*Action item*
What is needed is every line of the data that includes the word "logon". Please copy each one.

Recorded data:
PR #213, opened 2025-02-28
Refactor of IMS TM properties + minor change to CICS logon property usage

ideeley:
This is the refactor of the IMS TM properties. No more singleton, no more static methods, just a properties POJO that's passed around as needed.

Additionally, I've removed the extra bundles and default version properties in their entirety. The DSE provisioner doesn't use them - if a custom provisioner wants them, they can create their own property.

Bonus commit: Changing the CICS default logon provider to use the z/OS logon initial text property if - and only if - the CICS default logon initial text property is not set.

*Solution to this problem*
Refactor of IMS TM properties + minor change to CICS logon property usage
Bonus commit: Changing the CICS default logon provider to use the z/OS logon initial text property if - and only if - the CICS default logon initial text property is not set.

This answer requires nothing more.